The bulk of the Sociolinguistic Questionnaire (SQ) consists of ordinal/Likert Scale questions on language use and on language and cultural attitudes. Since the questionnaire contains a large number of these variables, it is desirable to reduce them to a smaller set of factors by calculating average values over a set of variables for each individual. For example, there are a large number of questions on how often each person uses their first language and it is desirable to boil down the responses to as few variables as possible. However, it is often not easy to see which variables should be grouped together to form such factors.

In the textbook (p. 214f.) three possibilities are discussed: basing the classification on theoretical considerations (as is done in e.g. Schmid 2007), conducting a data-mining approach by means of e.g. a Factor Analysis, or replicating an approach that has been shown to be valid in a previous investigation.

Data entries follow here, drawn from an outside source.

PR #2238, opened 2022-08-08
Provide NIOAsyncTestingChannel

Lukasa:
Motivation

Testing versions of NIO code that involve interfacing with Swift
Concurrency is currently a difficult business. In particular,
EmbeddedChannel is not available in Swift concurrency, making it
difficult to write tests where you fully control the I/O.

To that end, we should provide a variation of EmbeddedChannel that makes
testing these things possible.

Modifications

Provide an implementation of NIOAsyncTestingChannel.

Results

Users can write tests confidently with async/await.


Lukasa:
cc @0xTim, this should help with the WebSocket concerns you had.

Sources/NIOEmbedded/AsyncTestingChannel.swift
```diff
@@ -0,0 +1,508 @@
...
+    ///
+    /// `NIOAsyncTestingChannel` is most useful in testing and usually in unit tests, you want to consume all inbound and
+    /// outbound data to verify they are what you expect. Therefore, when you `finish` an `NIOAsyncTestingChannel` it will
+    /// return if it's either `.clean` (no left overs) or that it has `.leftOvers`.
+    public enum LeftOverState {
+        /// The `NIOAsyncTestingChannel` is clean, ie. no inbound, outbound, or pending outbound data left on `finish`.
+        case clean
+
+        /// The `NIOAsyncTestingChannel` has inbound, outbound, or pending outbound data left on `finish`.
+        case leftOvers(inbound: CircularBuffer<NIOAny>, outbound: CircularBuffer<NIOAny>, pendingOutbound: [NIOAny])
```
glbrntt, line 52: Do we want to continue using `CircularBuffer` in new public API or should we start switching to `Deque` where possible? 

(I know these come from the channel core and we probably don't want to incur the additional allocation cost from copying them over but I'm still interested in the answer to the general case)

Sources/NIOEmbedded/AsyncTestingChannel.swift
```diff
@@ -0,0 +1,508 @@
...
+        try! await self._pipeline.addHandlers(handlers)
+
+        // This will never throw...
+        try! await self.register()
+    }
+
+    /// - see: `Channel.setOption`
+    @inlinable
+    public func setOption<Option: ChannelOption>(_ option: Option, value: Option.Value) -> EventLoopFuture<Void> {
+        if self.eventLoop.inEventLoop {
```
glbrntt, line 410: Should we just copy the implementation of `setOptionSync` and `fatalError` here?

0xTim:
Great once this is merged I'll try and get my Websocket PR working

glbrntt (commented):
Looks good modulo a couple of small things.

Sources/NIOEmbedded/AsyncTestingChannel.swift
Lukasa: Yeah that's a good question. In this instance we should leave it due to the existing use in the embedded channel, but I think that we should be using `Deque` in new API if we don't have a good reason not to.

Sources/NIOEmbedded/AsyncTestingChannel.swift
Lukasa: I'm inclined to leave this as is: it's a common pattern.

Lukasa:
Hmm, we've regressed allocations in `EmbeddedChannel` due to the extra atomics. Let me see if I can tweak the numbers a bit.

Sources/NIOEmbedded/AsyncTestingChannel.swift
```diff
@@ -0,0 +1,521 @@
...
+/// event. The user is responsible for making sure the first
+/// `ChannelInboundHandler` expects data of that type.
+///
+/// `NIOAsyncTestingChannel` automatically collects arriving outbound data and makes it
+/// available one-by-one through `readOutbound`.
+///
+/// - note: `NIOAsyncTestingChannel` is currently only compatible with
+///   `NIOAsyncTestingEventLoop`s and cannot be used with `SelectableEventLoop`s from
+///   for example `MultiThreadedEventLoopGroup`.
+@available(macOS 10.15, iOS 13.0, watchOS 6.0, tvOS 13.0, *)
```
FranzBusch, line 39: Maybe we can add a little diagram here to visualise the flow of data, just a quick draw:
```suggestion
///
///                            readOutbound
///                                 │
///                                 │
///                                 ▼
///                          ┌──────────────┐
///            writeInbound  │OutboundBuffer│
///                          └──────────────┘
///                 │               ▲
///                 │               │
///                 ▼               │
///             ┌────────────────────────┐
///             │ NIOAsyncTestingChannel │
///             └────────────────────────┘
///                 │                ▲
///                 │                │
/// fireChannelRead │                │  write & flush
///                 │                │
///                 ▼                │
///             ┌────────────────────────┐
///             │     ChannelHandler     │
///             └────────────────────────┘
///                 │                ▲
/// fireChannelRead │                │
///                 ▼                │
///           ┌─────────────┐
///           │InboundBuffer│  writeOutbound
///           └─────────────┘
///                 ▲
///                 │
///                 │
///            readInbound
///
@available(macOS 10.15, iOS 13.0, watchOS 6.0, tvOS 13.0, *)
```

Sources/NIOEmbedded/AsyncTestingChannel.swift
```diff
@@ -0,0 +1,521 @@
...
+        try await self.writeAndFlush(NIOAny(data))
+
+        return try await self.testingEventLoop.executeInContext {
+            return self.channelcore.outboundBuffer.isEmpty ? .empty : .full(self.channelcore.outboundBuffer)
+        }
+    }
+
+    /// This method will throw the error that is stored in the `NIOAsyncTestingChannel` if any.
+    ///
+    /// The `NIOAsyncTestingChannel` will store an error if some error travels the `ChannelPipeline` all the way past its end.
```
FranzBusch, line 338: Can we specify what end of the pipeline?

Sources/NIOEmbedded/AsyncTestingChannel.swift
```diff
@@ -0,0 +1,521 @@
...
+        return t
+    }
+
+    /// Create a new instance.
+    ///
+    /// During creation it will automatically also register itself on the `NIOAsyncTestingEventLoop`.
+    ///
+    /// - parameters:
+    ///     - loop: The `NIOAsyncTestingEventLoop` to use.
+    public init(loop: NIOAsyncTestingEventLoop = NIOAsyncTestingEventLoop()) {
```
FranzBusch, line 374: NIT: Could we move all the inits above the methods?

FranzBusch (approved):
Great stuff! I think this will make async testing way better. Just left a couple of smaller comments inline.

Sources/NIOEmbedded/AsyncTestingChannel.swift
Lukasa: Errors can only go to one end of the pipeline.

FranzBusch (approved):

PR #2242, opened 2022-08-12
Add a soundness plugin

glbrntt:
Motivation:

We have a handful of scripts which are cargo-culted across the NIO
repos. This includes the soundness script for checking license headers
and unacceptable language. As regex was added to Swift 5.7 we can use it
to replace the bash in the existing script and provide a product which
can be used in the other NIO repos.

Modifications:

- Add a 'nio-soundness' plugin which can check for unacceptable
  language and valid license headers.
- The CLI is hand rolled to avoid bringing in a dependency on
  swift-argument-parser.
- Update the soundness script to use the new tool.
- Update the soundness script to use zsh instead of bash as the bash
  shipped on macOS is old and doesn't support globbing '**'.

Result:

Less bash, more Swift.


glbrntt:
We'll have to update our soundness job to use 5.7 once it's release if we want to use this.

ktoso:
> It will also need zsh...

I mean... I love zsh as any other person; but it's not a great idea to require it for scripts like this, why the requirement?

ktoso:
Very nice by the way, would love to share this implementation and not have to copy paste the plugin into all other repos...
Could we perhaps make this a thing in swift-server?

scripts/soundness.sh
```diff
@@ -34,140 +30,24 @@ else
...
-        diff -u <(cat "$line" | replace_acceptable_years | head -n $expected_lines) "$tmp"
-        exit 1
-      fi
-    done
-    printf "\033[0;32mokay.\033[0m\n"
-  )
-done
-
-rm "$tmp"
+swift package plugin check-nio-soundness check-language \
```
ktoso, line 33: FYI you don't need the "plugin", can be `swift package check-nio-soundness`

I'd love to make this a plugin we can share within our projects tbh, lots of projects, not just nio, use those scripts -- we could make it `swift package soundness check-language` etc

scripts/soundness.sh
```diff
@@ -34,140 +30,24 @@ else
...
+  --exclude-file ${root}/CODE_OF_CONDUCT.md \
+  ${root}/**/*
```
ktoso, line 35: Is that the piece you need `zsh` for? Worth doing a small `find` dance and keeping the bash compatibility IMHO, keeping CI requirements simpler always worth it 🤔 (also for contributors which may or may not have zsh)

glbrntt: `zsh` has been default on macOS for a couple of years so I don't know how big a deal using `zsh` is. You're right that doing a `find` dance would probably be the safer bet here.

ktoso: Sure, but CIs and "random contributors" may very well be on Linux with default bash shells.

Plugins/NIOSoundness/Soundness.swift
```diff
@@ -0,0 +1,251 @@
...
+#if swift(>=5.7)
+import PackagePlugin
+import Foundation
+
+@main
+@available(macOS 13.0, *)
+struct Soundness: CommandPlugin {
+    func performCommand(context: PackagePlugin.PluginContext, arguments: [String]) async throws {
+        // Check for help first.
+        if arguments.contains("--help") {
```
tomerd, line 23: SwiftPM plugin APIs include a simple argument parser that can help make these tasks easier. cc @abertelrud

scripts/soundness.sh
ktoso: Oh nice, I also totally missed that... thanks for pointing it out :)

Such an investigation was conducted by Schmid & Dusseldorp 2010. Based on a principal component analysis, we established several groups of factors with high internal validity—that is, we showed that participants tended to respond in the same direction on these. The factors fell into the following categories:

  • bilingual mode L1 use  (with partner, children and friends)
  • intermediate mode L1 use (language for religious purposes, L1 use in language clubs)
  • monolingual mode language use (for professional purposes, with speakers in country of origin)
  • exposure to target-like L1 (non-interactive L1 use through TV or reading, communication with speakers in the home country or visits to that country)
  • perceived importance of intergenerational maintenance
  • linguistic and cultural affiliation (L1 use in inner speech, such as when dreaming or thinking, linguistic and cultural preferences)

These compound variables have since been applied in a number of other investigations, and have been found to be valid in other settings. In other words, if you classify the data which you elicit by means of a sociolinguistic background questionnaire into these groups and calculate averages across the factors, you will probably achieve a valid set of predictors. You can test this by checking the internal reliability of the scale, through calculating what is known as the Cronbach Alpha.

If you use the matrix for data entry and the instructions for coding supplied in the section Coding the sociolinguistic data, you can calculate these factors and check their internal reliability by means of the following steps:

A syntax file is a file that contains the commands for a number of SPSS operations, you can open it in SPSS with the command File-Open-Syntax. You can then mark the text that refers to the individual commands and click the ‘Run’ button (the green triangle in the icon bar). This carries out the command in the same way as if you had entered it through the menus. When you perform any operation in SPSS, you can add the syntax to carry out this task to a Syntax file by clicking the button ‘Paste’.

  • Open the data file containing the data from your Sociolinguistic questionnaire, and open the syntax file Compoundfactors.sps
  • You can see that the syntax file Compoundfactors.sps contains a number of commands, which begin with ‘Compute’ and end with ‘Execute’. After each of these commands, and preceeding the last four, you can find comments, which are preceeded by three asterisks and will be ignored by SPSS. These explain what each command will do; which of the variables from the dataset will be averaged and what the new variable to be created will be called.
  • Once you have calculated all the factors, you should perform a Reliability Analysis to see if the items you included in the calculation do really all correlate with each other. The syntax for these analyses and the explanation is also included in the Compoundfactors.sps file.